Наконец по громкоговорителям объявили о старте второго этапа, и я преподнёс Анне ещё один сюрприз. Благодаря моим репортёрским связям и журналистскому удостоверению, нам удалось тайно пробраться в техническую зону автотрассы, куда не допускались зрители, но откуда было очень удобно вести фотосъемку. Это было что-то вроде маленького закутка на большой металлической эстакаде пересекавшей гоночную трассу поперёк движения и где были прикреплены огромные рекламные панели, за которыми нас практически невозможно было различить со стороны. Анна с трудом разместила на доставшейся нам крохотной площади трёхногий штатив и бережно укрепила на нём своё сокровище. В закутке было пыльно и жарко, хотя надвигающиеся с запада дождевые тучи сулили в скором времени прохладу, под эстакадой то и дело поодиночке и колоннами с рёвом проносились разноцветные автомобили, заставляя металлические конструкции опасно подрагивать. Несмотря на все неудобства, всё это время я ощущал себя на вершине блаженства, и Анна похоже также разделяла мои чувства. Мы успевали обменяться страстными поцелуями и объятиями, когда длинная вереница болидов, сотрясая эстакаду, в очередной раз исчезала за следующим поворотом, а когда Анна меняла кассеты, я держал над ней зонт, прижимаясь к ней и защищая от налетавшего порывами дождя. Этап проходил за этапом, время бежало незаметно, а вечер понемногу переходил в ночь, и дорога под нами матово блестела водой в лучах ярких электрических светильников и фар проносящихся внизу автомобилей.

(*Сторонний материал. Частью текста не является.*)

PR #164, opened 2023-02-10
use %python3_sitelib to fix EL9 build (SOFTWARE-5416)

edquist:
%python_sitelib apparently does not exist for el9.

Note also that python3-devel is apparently needed in el9 in order for %python3_sitelib to get defined, so I needed to add that, too.


brianhlin (approved):
LGTM

PR #253, opened 2018-04-09
NG6/RX6 Upgrade

amcdnl:
DO NOT MERGE, WIP


amcdnl:
Not sure whats up w/ the websocket stuff.

package.json
```diff
@@ -94,9 +93,11 @@
     "karma-jasmine": "~1.1.0",
     "karma-jasmine-html-reporter": "^0.2.2",
     "lint-staged": "^7.0.0",
+    "mock-socket": "^7.1.0",
     "ng-packagr": "^2.3.0",
     "prettier": "^1.8.2",
-    "rxjs": "^5.5.2",
+    "rxjs": "^6.0.0-rc.1",
+    "rxjs-compat": "^6.0.0-beta.1",
```
deebloo: do we need this if we are updating to the new syntax?

amcdnl: I had to add this for websocket, not sure whats up w/ that.

yarrgh: From what I understand, and maybe I'm wrong, only applications should use the rxjs-compat library. Libraries should use rxjs 6.0.0 and then if the apps need the backwards compatibility, then they import rxjs-compat

PR #255, opened 2018-04-10
 feat(store): create action stream that shows the action lifecycle

deebloo:


markwhitfeld:
I assume that the `@Action` handlers will only respond to dispatched actions. We may need to look for a syntax for response to completion in future. Something like:
```typescript 
@Action(Completed(FeedAnimals))
```
or
```typescript 
@Action(onCompletion(FeedAnimals))
```
or
```typescript 
@ActionCompleted(FeedAnimals)
```

deebloo:
Hmmmm. Not sure if we wanna do that or not. Could potentially also be another config option.

deebloo:
Whatever we decide I think it will have to wait till after this.

docs/advanced/action-handlers.md
```diff
@@ -1,19 +1,28 @@
...
 The action handler is a observable that recieves all the actions dispatched before the state takes any action on it.
-Since its an observable, we can use pipes and we created a `ofAction` pipe to make filtering the actions easier.
+
+Actions in NGXS also have a lifecycle. Since any potential action can be async we tag actions showing whether they are "DISPATCHED" or "COMPLETED". This gives you the ability to react to actions at different points in their existence.
+
+Since its an observable, we can use pipes and created 3 of them.
+
+* `ofAction`: triggers both when an action has been dispatched and when it completes
+* `ofActionDispatched`: triggers when an action has been dispatched but NOT when it completes
+* `ofActionCompleted`: triggers when an action has been completed but NOT when it is dispatched
```
amcdnl: We might want a `ofActionErrored` too. Just a thought.

packages/store/src/state-factory.ts
```diff
@@ -117,7 +117,7 @@ export class StateFactory {
           if (result instanceof Observable) {
             result = result.pipe(
               (<ActionOptions>actionMeta.options).cancelUncompleted
-                ? takeUntil(actions$.pipe(ofAction(action.constructor)))
+                ? takeUntil(actions$.pipe(ofActionDispatched(action.constructor)))
```
amcdnl: is `action` here the class or instance? It looks like instance and if so, this will cause issues if the action dispatched is not a class (think devtools or websocket). We probably need to change the `action.constructor` to check and return.

packages/store/src/state-stream.ts
```diff
@@ -1,20 +1,12 @@
...
  * BehaviorSubject of the entire state.
  */
 @Injectable()
 export class StateStream extends BehaviorSubject<any> {
-  constructor(
-    @Optional()
-    @SkipSelf()
-    parent: StateStream
-  ) {
+  constructor() {
```
amcdnl: If we remove all that, do we event need the constructor now?

packages/store/src/store.ts
```diff
@@ -126,7 +127,14 @@ export class Store {
             this._actions,
             action
           )
-          .pipe(map(() => this._stateStream.getValue()));
+          .pipe(
+            tap(() => {
+              this._actions.next({ action, status: ActionStatus.Completed });
```
amcdnl: What do you think about making these class and just say: `new CompletedAction(action)`?

packages/store/src/of-action.ts
```diff
@@ -9,12 +13,63 @@ export function ofAction<T>(...allowedTypes);
...
+  return function(o: Observable<any>) {
+    return o.pipe(filterStatus(allowedMap, ActionStatus.Completed), mapAction());
+  };
+}
+
+function filterStatus(allowedTypes: { [key: string]: boolean }, status?: ActionStatus) {
+  return filter((ctx: ActionContext) => {
+    const actionType = getActionTypeFromInstance(ctx.action);
+
+    if (status) {
```
amcdnl: I'd prefer:

```
const type =  allowedTypes[actionType] ;
return status ? type && ctx.status === status || type;
```

docs/advanced/action-handlers.md
```diff
@@ -1,19 +1,28 @@
...
+
```
amcdnl: Need to add this to the changelog too.

deebloo: yes

packages/store/src/store.ts
deebloo: we could do that

packages/store/src/state-stream.ts
deebloo: I think something breaks if there is no immediate value

packages/store/src/state-factory.ts
deebloo: it is counting on an instance yes. we can make this more robust but we should also be safer in the operators as well

docs/advanced/action-handlers.md
deebloo: Ill look into it

amcdnl:
@markwhitfeld listening via decorators would be super cool but not possible due to AoT and needing to unbind on destroy. see this for more info: https://medium.com/thecodecampus-knowledge/the-easiest-way-to-unsubscribe-from-observables-in-angular-5abde80a5ae3

packages/store/src/state-factory.ts
deebloo: actually I should probably put all of that logic in the operators anyway

deebloo:
@amcdnl I don't think AOT has anything to do with this in particular. I think we could investigate but would def be a separate issue

PR #258, opened 2018-04-10
chore(docs): concepts/actions, rename file and fix typos

maartentibau:
Since in the whole docs, action it actually always mentioned in its plural form, I think it would be better to change the title and file name as well.


leon:
LGTM

PR #262, opened 2018-04-11
Video addendum via Angular Firebase a la YouTube.

Campos:
Added project video from Angular Firebase YouTube Channel.


amcdnl:
This is in the media section already.

Issue #265, opened 2018-04-11
@ngxs/form-plugin disabled controls data is removed from model


AlgoTrader:
Disabled controls are removed from model. After re-enabling controls all the data is lost

```
getRawValue(): any
The aggregate value of the FormGroup, including any disabled controls.
If you'd like to include all values regardless of disabled status, use this method. Otherwise, the value property is the best way to get the value of the group.
```

it seems ngxs use 'value' for FormGroup (and its friends).  We should use 'getRawValue()' instead of 'value'

This is one more killing model properties bug. Last time my own properties were killed, now disabled properties are killed. Can you please still consider merging value changes into model, not replace the whole model?

tsawan:
@amcdnl I will look into this.

AlgoTrader:
Exellent! Thanks a lot, wait for a new rc

arturovt:
@AlgoTrader 

Sorry for the very late answer, but I'm currently working on the form plugin issues/features. Could you help me by providing a stackblitz example if the issue still exists?

arturovt:
As I see it was fixed by [this PR](https://github.com/ngxs/store/pull/278).

PR #278, opened 2018-04-12
using formGroup.getRawValue() so disabled control's data is not thrown away. 

tsawan:
Fixed issue #265


deebloo:
I see that you updated the integration tests. should there be any unit tests updated as well?

tsawan:
@deebloo we don't need to add or update any unit test for these changes.

amcdnl:
LGTM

Наконец у Анны осталась последняя кассета, которую она решила потратить на съёмку с земли, где в удобном направлении саму трассу и вылетающие из-за крутого поворота болиды освещали мощные электрические люстры. Зарядив камеру, мы стали осторожно спускаться по мокрым металлическим лесенкам, Анна была впереди, а я тащил за ней доверенный мне бесценный 'Олимпик'.

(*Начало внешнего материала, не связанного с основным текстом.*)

PR #283, opened 2018-04-13
feat(store): add life cycle interface and test

### LINKED ISSUE #272: Interfaces for Livecycle Events
I think it would be good to create a simple Interface that needs to be implemented on the state class for the livecycle events.

Implementing the interface would be more intuitive than guessing the signature of the livecycle method.

`implements NgxsOnInit`

deebloo:
closes #272

### DIFF
--- a/packages/store/src/symbols.ts
+++ b/packages/store/src/symbols.ts
@@ -67,3 +67,5 @@ export interface ActionOptions {
 export interface NgxsOnInit {
   ngxsOnInit(ctx?: StateContext<any>): void | any;
 }
+
+export type NgxsLifeCycle = Partial<NgxsOnInit>;
--- a/packages/store/src/symbols.ts
+++ b/packages/store/src/symbols.ts
@@ -63,3 +63,7 @@ export interface ActionOptions {
    */
   cancelUncompleted: boolean;
 }
+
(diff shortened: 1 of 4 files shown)


packages/store/src/symbols.ts
```diff
@@ -63,3 +63,9 @@ export interface ActionOptions {
    */
   cancelUncompleted: boolean;
 }
+
+export interface NgxsOnInit {
+  ngxsOnInit(ctx?: StateContext<any>): void | any;
+}
+
+export type NgxsLifeCycle = Partial<NgxsOnInit>;
```
deebloo: this makes sure that we know internally that lifecycle methods are optional. we can also add additional life cycle interfaces like this:

```TS
export type NgxsLifeCycle = Partial<NgxsOnInit, NgxsOnDestroy>;
```

amcdnl: when would destroy ever happen?

deebloo: oh i'm not saying it would. I am just showing an example of how we can compose the lifecycle in a typesafe way

yarrgh:
What about having a generic interface as well? That way the StateContext can be correctly typed.

PR #287, opened 2018-04-13
fix(router): fix imports

amcdnl:
Fixes imports


amcdnl:
Tracking build issue here: https://github.com/dherges/ng-packagr/issues/767

PR #289, opened 2018-04-14
Improve core testing and type safety

markwhitfeld:


packages/store/tests/state.spec.ts
```diff
@@ -1,5 +1,6 @@
 import { TestBed } from '@angular/core/testing';
 
+import { InitState, UpdateState } from '@ngxs/store';
```
deebloo: if we want to import for @ngxs/store we should move all of the imports to there. avoids confusion

packages/store/tests/state.spec.ts
```diff
@@ -10,7 +11,7 @@ describe('Store', () => {
     @State({
       name: 'moo'
     })
-    class BarState {}
+    class BarState { }
```
deebloo: are you using the exact same prettier config that is set in the project? for example in my project it actually removes the space between those brackets.

packages/store/tests/state.spec.ts
```diff
@@ -84,4 +85,107 @@ describe('Store', () => {
       expect(res).toBe(true);
     });
   });
+
+  describe('given the ngxsOnInit lifecycle method is present', () => {
+    it('should call the ngxsOnInit method on root module initialisation', () => {
```
deebloo: can remove this test. there is already a test for ngxsOnInit in state.spec

packages/store/tests/state.spec.ts
```diff
@@ -84,4 +85,107 @@ describe('Store', () => {
...
+      TestBed.configureTestingModule({
+        imports: [NgxsModule.forRoot([FooState])]
+      });
+
+      TestBed.get(FooState);
+
+      expect(listener).toEqual(['onInit']);
+    });
+
+    it('should call the ngxsOnInit method on feature module initialisation', () => {
```
deebloo: can you move these tests to state.spec?

deebloo: Only if it makes sense. Thoughts?

packages/store/src/action.ts
```diff
@@ -13,7 +13,7 @@ export function Action(actions: any | any[], options?: ActionOptions) {
     }
 
     for (const action of actions) {
-      const type = action.type;
+      const type: string = action.type;
```
amcdnl: Do we really need this? Can't it imply that?

packages/store/src/internals.ts
```diff
@@ -1,11 +1,32 @@
...
+export type DispatchFn = (actions: any | any[]) => Observable<any>;
 
 export interface MetaDataModel {
   name: string;
-  actions: any;
+  actions: ObjectKeyMap<ActionHandlerMetaData[]>;
   defaults: any;
   path: string;
-  children: any[];
+  children: StateKlass[];
```
amcdnl: Since its just just `Class`, you can problably make this `StateClass`

packages/store/src/internals.ts
```diff
@@ -67,9 +88,9 @@ export function fastPropGetter(paths: string[]): (x: any) => any {
  *  };
  *
  */
-export function buildGraph(states) {
-  const findName = klass => {
-    const meta = states.find(g => g === klass);
+export function buildGraph(stateKlasses: StateKlass[]): StateKeyGraph {
+  const findName = (klass: StateKlass): string => {
+    const meta: StateKlass = stateKlasses.find(g => g === klass);
```
amcdnl: Won't it imply this?

packages/store/src/internals.ts
```diff
@@ -132,11 +159,11 @@ export function nameToState(states) {
...
  *
  */
-export function findFullParentPath(obj: any, newObj: any = {}) {
-  const visit = (child: any, keyToFind: string) => {
+export function findFullParentPath(obj: StateKeyGraph, newObj: ObjectKeyMap<string> = {}): ObjectKeyMap<string> {
+  const visit = (child: StateKeyGraph, keyToFind: string): string => {
     for (const key in child) {
       if (child.hasOwnProperty(key) && child[key].indexOf(keyToFind) >= 0) {
-        const parent = visit(child, key);
+        const parent: string = visit(child, key);
```
amcdnl: Won't it imply `string` here?

packages/store/src/internals.ts
```diff
@@ -145,7 +172,7 @@ export function findFullParentPath(obj: any, newObj: any = {}) {
 
   for (const key in obj) {
     if (obj.hasOwnProperty(key)) {
-      const parent = visit(obj, key);
+      const parent: string = visit(obj, key);
```
amcdnl: Same re: implied state.

packages/store/src/symbols.ts
```diff
@@ -61,7 +61,7 @@ export interface ActionOptions {
   /**
    * Cancel the previous uncompleted observable(s).
    */
-  cancelUncompleted: boolean;
+  cancelUncompleted?: boolean;
```
amcdnl: Good catch!

packages/store/src/state-factory.ts
```diff
@@ -78,15 +103,24 @@ export class StateFactory {
     return mappedStores;
   }
 
-  addAndReturnDefaults(stateKlasses: any[]): { defaults: any; states: any[] } {
+  addAndReturnDefaults(stateKlasses: any[]): { defaults: any; states: MappedStore[] } {
     if (stateKlasses) {
       const states = this.add(stateKlasses);
-      const defaults = states.reduce((result, meta) => setValue(result, meta.depth, meta.defaults), {});
+      const defaults = states.reduce((result, meta: MappedStore) => setValue(result, meta.depth, meta.defaults), {});
```
amcdnl: If we are hardcore typing, we should make `result: any` too.

packages/store/src/state-factory.ts
```diff
@@ -64,7 +89,7 @@ export class StateFactory {
 
       const instance = this._injector.get(klass);
 
-      mappedStores.push({
+      mappedStores.push(<MappedStore>{
```
amcdnl: Wouldn't the type be implied based on the array?

packages/store/src/state-factory.ts
```diff
@@ -2,18 +2,40 @@ import { Injector, Injectable, SkipSelf, Optional } from '@angular/core';
...
+  GetStateFn,
+  SetStateFn,
+  DispatchFn
+} from './internals';
 import { getActionTypeFromInstance, setValue, getValue } from './utils';
 import { ofActionDispatched } from './of-action';
+import { Actions } from '@ngxs/store';
+import { InternalActions } from '@ngxs/store/src/actions-stream';
+
+interface MappedStore {
```
amcdnl: Typically I like to put these in a seperate file, i think symbols is what we been using.

packages/store/src/state-factory.ts
```diff
@@ -2,18 +2,40 @@ import { Injector, Injectable, SkipSelf, Optional } from '@angular/core';
...
+  ObjectKeyMap,
+  StateKlass,
+  GetStateFn,
+  SetStateFn,
+  DispatchFn
+} from './internals';
 import { getActionTypeFromInstance, setValue, getValue } from './utils';
 import { ofActionDispatched } from './of-action';
+import { Actions } from '@ngxs/store';
+import { InternalActions } from '@ngxs/store/src/actions-stream';
```
amcdnl: This import looks wrong.

packages/store/src/state-factory.ts
```diff
@@ -2,18 +2,40 @@ import { Injector, Injectable, SkipSelf, Optional } from '@angular/core';
...
+  ActionHandlerMetaData,
+  ObjectKeyMap,
+  StateKlass,
+  GetStateFn,
+  SetStateFn,
+  DispatchFn
+} from './internals';
 import { getActionTypeFromInstance, setValue, getValue } from './utils';
 import { ofActionDispatched } from './of-action';
+import { Actions } from '@ngxs/store';
```
amcdnl: This import looks wrong.

packages/store/src/state-factory.ts
deebloo: Both of those should import directly not use the alias

leon: I think this is a "feature" of autoimports in vscode and intellij.
the editor seems to sometimes want to do a absolute import.

Just do a last check before committing, making sure that there are no imports to /src/.

Maybe we can add a tslint rule that forbids importing from `@ngxs/store/src/*` ?

deebloo: that might not be a bad idea

deebloo: but even then we shouldn't import from @ngxs/store when we are inside of the store

packages/store/tests/state.spec.ts
markwhitfeld: Aren't they already in state.spec?

packages/store/tests/state.spec.ts
markwhitfeld: Yes, I saw that when I re-based. I would like to keep this test because it corresponds to other parts of the test describe section to show completeness. I will look at your test and see which to include.

packages/store/tests/state.spec.ts
markwhitfeld: I haven't made any choice regarding prettier. I was relying on the default setup. Is there anything specific I need to do? I think it runs as part of the commit.

packages/store/tests/state.spec.ts
markwhitfeld: Ah, those were auto imports. Will move to reference the local files. like the other imports

packages/store/src/action.ts
markwhitfeld: Yes, I think it became inferrable once I improved the major typings. Will review.

packages/store/src/internals.ts
markwhitfeld: Yipee! I was trying to keep with the naming of the Klass I found in the variable names. Would much prefer the name `StateClass`.

packages/store/src/internals.ts
markwhitfeld: Yes, I will move to implied where possible

packages/store/src/state-factory.ts
markwhitfeld: The explicit typing ensures that any deviation from the interface gets caught by the typing system. I'll double check, but I think that it is necessary.

packages/store/tests/state.spec.ts
deebloo: It should yes maybe something is different in my local setup then

packages/store/tests/state.spec.ts
deebloo: Ok. If this covers the same same remove the other so we don't just have a dupe test

packages/store/src/state-factory.ts
markwhitfeld: I kept this local to the file because it is not needed elsewhere and therefore not exported. Let me know what way you want me to go with this... keep it here or move it to another file `Symbols.ts` or `internal.ts`.

packages/store/tests/state.spec.ts
deebloo: Ah yes sorry I thought they were in dispatch

packages/store/src/state-factory.ts
markwhitfeld: Agreed

packages/store/src/state-factory.ts
deebloo: I'd say they are fine here. But Austin can make the final call

packages/store/src/state-factory.ts
deebloo: If mappedStore is type correctly I don't think you need it

markwhitfeld:
Hmmm... build failure seems unrelated to my changes... looks like a yarn failure. Will see when I push again.

markwhitfeld:
Changes made and build passing. Please review again @amcdnl @deebloo 
Thanks!

packages/store/src/state-factory.ts
amcdnl: It’s fine

PR #296, opened 2018-04-15
chore(docs): add info about using form-plugin in submodule

MartinNuc:
The `ngxsForm` used by form-plugin is a directive therefore must be imported in every module. This PR adds this information to the documentation.


amcdnl:
Thanks!

PR #299, opened 2018-04-16
refactor: update tests to use internal state management

deebloo:
This updates lifecycle tests to use the available state management mechanism. This ensures that state is also set in the correct order.


leon:
LGTM

deebloo:
@markwhitfeld that makes sense but I feel this is pretty safe to do here and demonstrates a more standard workflow so it verifies something a user is most likely to actually do.

amcdnl:
@deebloo - is this ready for merge?

PR #306, opened 2018-04-17
chore: update ng-packagr and rxjs

deebloo:
A new RC of ng-packagr was just released and conforms to the new Angular Package Format.
Also update rxjs to the latest rc and updated some of our code to make sure it is using the new rxjs style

Всё дальнейшее произошло, как мне показалось за какие-то доли секунды. Анна вдруг поскользнулась на мокром металле, и в следующее мгновение я увидел, как она падает вниз с высоты прямо на несущиеся внизу гоночные болиды. Я успел, рывком отбросив за спину ненужную уже мне камеру, которая перелетела обратно через эстакаду, броситься вслед за Анной, как будто бы у меня были крылья, и я мог спасти её, схватив в падении и поднявшись с ней в воздух. Но всё чего я добился, это того, что полетел вниз вслед за ней. Меня спасли отснятые кассеты в кофре висевшем меня на плече. Ремень кофра зацепился за какой-то металлический штырь, и меня отбросило обратно на лестницу. Я услышал за спиной визг тормозов, легко прорезавшийся сквозь рёв машин, а затем страшный скрежет и треск. Эстакада качнулась, и вдруг всё вокруг осветилось вспышкой первого взрыва.

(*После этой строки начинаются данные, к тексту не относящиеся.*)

Issue #307, opened 2018-04-17
@ngxs/form-plugin model and status are empty until first field edit


AlgoTrader:
It is extremely unpleasant thing to have model and status undefined until first edit of any form field.

Angular form send valueChanges/statusChanges when something changed. For a newly initialized form, no valueChanges/statusChanges values sent yet, so all the model in store is completly uninitialized

It can be easyly fixed, in directive initialization there should be value/status form props read and used for state initialization

leon:
@AlgoTrader As you say it shouldn't be hard to fix.
Do you think you could have a go at implementing it in a pull request?

AlgoTrader:
The first state update cause two-way form and state synching. First, all data from state (if it exists) are transferred to form. The second, form model, form state and form dirty are transferred back to state.

We cannot do it in reverse order, then state data can be lost. We cannot make it one-way also.

AlgoTrader:
I fixed the integration test

tsawan:
not sure I am clear on this.
I am using this in my app. with form model initialized to an empty object. This is if the user opens the form in 'new' mode. If the user is editing an existing customer object, I initialize the state through a populate action and the form is shown in 'edit' mode.

tsawan:
sorry, just noticed it's already merged in.

LosD:
Shouldn't this have been closed with #309's merge?

(hint: If you use write e.g. `fixes #309` in the PR description or one of its commits, Github will auto-close the issue on PR merge. Also works for [other keywords](https://help.github.com/articles/closing-issues-using-keywords/))

arturovt:
@AlgoTrader could you close the issue?

arturovt:
As I understand the #309 PR is related to this issue. This issue should have been closed.

PR #309, opened 2018-04-18
fix: on fisrt state update, sync form model, status, dirty to state #307

AlgoTrader:
The fix is a little bit tricky. There are two situations

1) data from state model are transferred to form model
2) missing in state model fields are imported from form model

If state model is {first: '123'} and form is {first: '', second:''}, then we should first transfer state to form, then we need to do the reverse operation. As a result, state will be {first: '123', second: ''}.

### DIFF
--- a/packages/form-plugin/src/directive.ts
+++ b/packages/form-plugin/src/directive.ts
@@ -2,7 +2,7 @@ import { Directive, Input, OnInit, OnDestroy, ChangeDetectorRef } from '@angular
 import { FormGroupDirective } from '@angular/forms';
 import { Store, getValue } from '@ngxs/store';
 import { Subject } from 'rxjs';
-import { takeUntil, debounceTime } from 'rxjs/operators';
+import { takeUntil, debounceTime, first } from 'rxjs/operators';
 import { UpdateFormStatus, UpdateFormValue, UpdateFormDirty, UpdateFormErrors, UpdateForm } from './actions';
 
 @Directive({ selector: '[ngxsForm]' })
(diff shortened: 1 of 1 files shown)


packages/form-plugin/src/directive.ts
```diff
@@ -27,6 +27,27 @@ export class FormDirective implements OnInit, OnDestroy {
         }
       });
 
+    // On first state change, sync form model, status and dirty with state
+    this._store
+      .select(state => getValue(state, `${this.path}`))
+      .pipe(takeUntil(this._destroy$), first())
```
deebloo: if we use first() here we don't need takeUntil since it will cleanup after the first item it gets. you could also use _store.selectOnce instead.

deebloo: I don't think fire on the first state change since it will always return a value immediately.

AlgoTrader: You are right. In theory,  this._destroy$ may emit value before first value in store observable. 
It is safe to have a protection against possible value races.

deebloo: fair

AlgoTrader: There is a problem. If we do it in sync manner, then UpdateFormValue will kill all the current state. 

I don't like how it works, but first we push state to form, then get a form value and push it back to state.

The reason is state model can be null or undefined, it can just have part of fields or it may has all the values there.

deebloo:
looks like one of the integration tests is failing

AlgoTrader:
Integration test expects that the first dispatched value in the state will be the correct one. This is no longer correct. There are two UpdateFormValue dispatched, one is when form is initialized and the second is when you do `component.pizzaForm.patchValue({ toppings: 'oli' });`

The problem is  `component.pizza$.pipe(take(1))`

take(1) receives an empty initializing value. The easy way to fix the test is to skip(1).take(1). I just wonder to know if there are better ways? Any ideas?

AlgoTrader:
I finally make the test working, but there are several problems with current tests:

1) Test cases are not atomic. For example a single testcase makes two form updates and six asserts:
    `component.pizzaForm.patchValue({ toppings: 'oli' });`
    `component.pizzaForm.patchValue({ toppings: 'olives', crust: 'thick' });`

2) Test cases rely on observables to fire subscribe callback synchronously. The slightest implementation change case Observable callbacks to fire asyncronously. 

3) Test cases rely on index of observable value. For example `component.pizza$.pipe(take(1))`

I had to implement tests in async way to make them working. using done() jasmine function in observable callbacks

Спустя какое-то время, не знаю, какое точно, когда отчасти закончился весь этот смертельный кошмар, я всё ещё в каком-то оцепенении бродил вокруг заливаемых пожарными догорающих остовов автомобилей и карет скорой помощи, увозящих одного за другим раненых и тела погибших в катастрофе гонщиков и зрителей. Тело Анны давно уже унесли какие-то равнодушные люди, а я всё ещё не мог уйти, будто ожидая какого-то знамения. Полицейские уже оставили меня в покое, удостоверившись в моей карточке, и видимо посчитав, что я просто явившийся прежде всех остальных представитель прессы. И в один из этих моментов я совершенно случайно наткнулся на изуродованный, измятый и обгоревший 'Олимпик'. Движимый каким-то странным предчувствием, я подобрал его, стараясь не привлекать к себе лишнего внимания. Плёнка внутри уцелела, и проявив её, я увидел кадры, отснятые падающей камерой в последние секунды.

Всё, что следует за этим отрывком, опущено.